## Work instructions
Some lines in the listing hold the word "will". Return each of them.
◇ ◇ ◇ ◇ ◇
Issue #133, opened 2024-08-19
bug: program binary data re-cloning doesn't work properly


crypto-vincent:
## Summary

Originally reported by Zeebit. They are unable to automatically re-deploy programs inside the validator by deploying on devnet.

## Details

Checked that the cloning is indeed being triggered through the mutator, but for some reason the updated program data is not being used in transaction execution (probably some caching problem)

PR #1647, opened 2026-09-04
fix: derive the magic fee vault from the effective validator authority

GabrielePicco:
# fix: derive the magic fee vault from the effective validator authority

`magic_fee_vault_pubkey` derived the vault PDA from the raw local `validator_authority_id()`. Replicas run with an authority override, so a replica replaying the primary's transactions expected its *own* vault in the fee-vault slot and rejected the primary's, diverging on every delegated-payer commit. Deriving from `effective_validator_authority_id()` aligns the vault derivation with the authority handling everywhere else in the module (`validate_commit_schedule_permissions`, `validate_callback_accounts`).

(The override is a process-global `OnceLock`, so an in-process unit test would poison the rest of the suite — replica replay is covered by the replica integration environment.)

## History

Earlier revisions of this PR added explicit fee-vault instruction variants (`ScheduleCommitWithFeeVault`, tags 26/27). After review discussion the team concluded the vault slot is the CPI parent's responsibility — the magic program trusts its parent for the accounts it forwards, and callers with an optional vault slot validate it caller-side (ephemeral-spl-token#136 carries that guard). The variants were dropped in c3ca8a3; the instruction set is unchanged and only this bugfix remains.

## Summary by CodeRabbit

- **Bug Fixes**
  - Fee-vault resolution now uses the effective validator authority, improving consistency when validator authority changes.
  - Explicit fee-vault declarations are now rejected for payers that do not require fees.
  - Fee-free transactions without an explicit fee-vault declaration continue to process normally.


magicblock-magic-program-api/src/instruction.rs
```diff
@@ -311,6 +311,24 @@ pub enum MagicBlockInstruction {
...
+    /// being inferred from the payer's delegation status. Its pubkey is
+    /// always validated, so it can never be reinterpreted as an account to
+    /// commit; the payer is charged only when delegated.
+    ///
+    /// # Account references
+    /// - **0.**   `[WRITE, SIGNER]` Payer requesting the commit to be scheduled
+    /// - **1.**   `[WRITE]`         Magic Context Account
+    /// - **2.**   `[WRITE]`         Magic fee vault of the executing validator
+    /// - **3..n** `[]`              Accounts to be committed
+    ScheduleCommitWithFeeVault,
```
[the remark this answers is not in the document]
GabrielePicco: The allowlist gates the opposite direction: `PRIVILEGED_MAGIC_DISCRIMINANTS` ([access_permissions.rs:13](https://github.com/magicblock-labs/magicblock-svm/blob/0395009/svm/src/access_permissions.rs#L13)) decides when a **privileged fee payer** (the validator authority) is granted `PrivilegedAccess::Full`, and it deliberately excludes every user-facing scheduling instruction — `ScheduleCommit` (1), `ScheduleCommitAndUndelegate` (2), `ScheduleBaseIntent` (5) and `ScheduleIntentBundle` (11) are all absent from it today. Tags 26/27 are scheduling instructions submitted by ordinary, non-privileged payers, so being outside the allowlist gives them exactly the classification the existing tags 1/2 have. The non-privileged path in `validate_accounts_access` is discriminant-agnostic (writable accounts must be delegated/ephemeral/undelegating — same accounts, same flags as tag 2), so nothing in the pinned runtime rejects or rolls back the new variants. Adding 26/27 to the allowlist would actually be wrong: it would let the validator authority bypass write checks for a user-schedulable instruction. End-to-end coverage of the new tags lands with the first caller (ephemeral-spl-token#136 emits tag 27 from its undelegate instruction; its suite asserts the emission and account order).

programs/magicblock/src/schedule_transactions/mod.rs
```diff
@@ -196,6 +205,12 @@ pub(crate) fn try_get_fee_vault<'a, 'ix_data>(
         return Err(InstructionError::MissingAccount);
     }
 
+    if !payer_requires_fee_vault {
+        // Explicitly provided vault with a payer that pays no fees:
+        // validated above, but nothing to charge.
+        return Ok(None);
+    }
```
snawaz: It makes the caller buggy because of the modified condition in the schedule-commit path. The account at `fee_vault_idx` is fee-vault (as ensured above) but the caller will assume there is no fee-vault and the account at `fee_vault_idx` will be treated as delegated account.

GabrielePicco: You're right that the return value was carrying two meanings there. Since our business logic only has two cases (non-delegated payer → nonce-limited commits, paid on undelegation; delegated payer → charged per commit, vault required and validated), the in-between state shouldn't exist at all: as of 5946288, an explicit fee vault with a non-fee-paying payer is rejected with InvalidInstructionData up front. `Ok(None)` now always means "this instruction carries no fee vault", and the committee offset derives from `is_some()` alone — the state you flagged is gone.

snawaz: The https://github.com/magicblock-labs/magicblock-validator/commit/5946288673dbdd86f08906621bff463ef9dfab43 looks good.

--

But when zooming out, the newly added instructions do not add anything new that the corresponding older instructions do not provide. When fee_vault is passed, then there is 100% overlap.

Instead of adding the new instructions, we could just reorder the checks as follows:

```rust
pub(crate) fn try_get_fee_vault<'a, 'ix_data>(
    transaction_context: &'a TransactionContext<'ix_data>,
    invoke_context: &InvokeContext,
    payer_idx: u16,
    fee_vault_idx: u16,
) -> Result<Option<InstructionAccount<'a, 'ix_data>>, InstructionError> {
    
    //
    // 1. first and foremost, check if the account at `fee_vault_idx` is really a fee_vault.
    // 
    
    let fee_vault =  {
        let vault_pubkey =
          get_instruction_pubkey_with_idx(transaction_context, fee_vault_idx)?;

        if vault_pubkey == &magic_fee_vault_pubkey() {
           let vault_account =
             get_instruction_account_with_idx(transaction_context, fee_vault_idx)?;
           let is_vault_writable =
             get_writable_with_idx(transaction_context, fee_vault_idx)?;
           if !vault_account.to_account_shared_data()?.delegated()
             || !is_vault_writable
           {
               ic_msg!(
                 invoke_context,
                 "ScheduleCommit ERR: magic fee vault must be writable and delegated"
               );
               return Err(InstructionError::IllegalOwner);
            }

            Some(vault_account)
        } else {
            None
        }
     };

    // 
    // 2. at this point, we could simply return as:
    //    return Ok(fee_vault);
    //
    // but probably that might break max-10-commits semantic (I'm not sure).
    // if so, we could do this:
    //
    
    // If we compute the next index in this function itself, maybe we 
    // could name it `next_account_idx` if `committees_start` is misleading (as 
    // the function is called from different places). I chose 
    // `committees_start` to communicate the idea.
    let committees_start = fee_vault_idx + fee_vault.is_some() as u16;
    
    let payer_requires_fee_vault = {
        let payer_account =
          get_instruction_account_with_idx(transaction_context, payer_idx)?;
   
        let payer = payer_account.to_account_shared_data()?;
        payer.delegated() && !payer.confined()
    };
    
    Ok(if payer_requires_fee_vault {
        if fee_vault.is_none() {
          return Err(..);
        }
        (fee_vault, committees_start)
    } else {
        // the caller will SKIP the fee_vault, even if 
        // fee_vault is present because committees_start 
        // will point at the next account.
        //
        // if we want, we may error for this case:
        //   if fee_vault.is_some() {
        //     return Err(..);
        //   }
        (None, committees_start)
    })
}
```

GabrielePicco: The "else" branch can't reject: with the old tags, a non-vault account at that index is every existing plain commit's first committee — same position, same bytes. Only the caller knows whether the slot was meant as a vault, and that intent is exactly one bit the implicit encoding has nowhere to carry; the new discriminant is that bit.

GabrielePicco: Also note that once the SDKs emit the explicit tags and callers migrate, the implicit vault inference can be deleted from tags 1/2 entirely: payer.delegated()-based slot interpretation goes away, tags 1/2 become pure "committees only", the explicit_fee_vault flag parameter disappears, and there's exactly one fee-vault code path. Opened 2 issue to track the refactoring: https://github.com/magicblock-labs/ephemeral-rollups-sdk/issues/287 and https://github.com/magicblock-labs/magicblock-validator/issues/1651

GabrielePicco: Done — you win this one on architecture: the magic program already trusts its CPI parent for every account it forwards (that's what the carve-out is), so guarding one caller's slot at the protocol layer was fighting the trust model instead of using it. c3ca8a3 drops the discriminators entirely; this PR is now only the replica fee-vault derivation fix, and the instruction set is untouched (no replay/rollout concerns). The #133 shape is closed caller-side instead: ephemeral-spl-token#136 now requires the forwarded sixth account to be delegation-program-owned (one line, no instruction data), which excludes both classes the committee permission would admit under e-token parenthood (token-program-owned via the carve-out, e-token-owned via the parent match), while everything DLP-owned self-rejects downstream. Simpler on both sides than where we started — thanks for pushing on it.

GabrielePicco: The core of the issue is that the calling smart contract always pass the `vault` and the user can decide to pass a not delegated payer which would make the `vault` part of the committed accounts.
◇ ◇ ◇ ◇ ◇
## Reply
snawaz: It makes the caller buggy because of the modified condition in the schedule-commit path. The account at `fee_vault_idx` is fee-vault (as ensured above) but the caller will assume there is no fee-vault and the account at `fee_vault_idx` will be treated as delegated account.
        // the caller will SKIP the fee_vault, even if 
        // will point at the next account.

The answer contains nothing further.